A few months back, Kerry wrote a little sketch for Nerds On Earth called “In From The Cold”. We’re proud to bring you the second chapter of this growing story today. Enjoy the further adventures of Bex and Sam!
The horses are on fire. Never seen that before.
Sam glanced at Bex, wondering if she noticed. The aubade had ripped the front wall of the Tearsford Inn clean off—Solid stone, been there at least eighty years, Basil’s granddaddy built the Inn, his brain helpfully volunteered—with no more effort than the barmaids clearing tablecloths at the end of the night.
As if that weren’t enough, the snowy wind blown up by the aubade’s wings had snatched up the fireplace’s embers, scattering them across the Inn’s yard, sparks spiraling onto the stable roof and doors. Old to begin with and now consumed by the spreading flames, those doors hung lazily off glowing hinges, driving the panicked horses, manes and tails aflame, toward the old bridge over the Tephis Na River. Bex didn’t seem to see any of it.
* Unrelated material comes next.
PR #1188, opened 2022-03-17
feat: configurable ignoring of offline access scope

charsleysa:


charsleysa:
Closed due to different solution for issue.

“Bex?” Her eyes slid from the night sky onto him, and he almost wished he hadn’t said anything. They were shifting rapidly, almost boiling, as his friend fought for control, half herself and half the Sister. A decade in and watching Bex struggle in the grip of the goddess never got easier. Who’s looking at me through those eyes?
“Rebecca!” he bawled, both to snap her out of it and to be heard over the deep whooomph whooomph of huge wings. “If we can get the beast to follow the horses down to the Tephis Na, we might can use the bridge to our advantage.”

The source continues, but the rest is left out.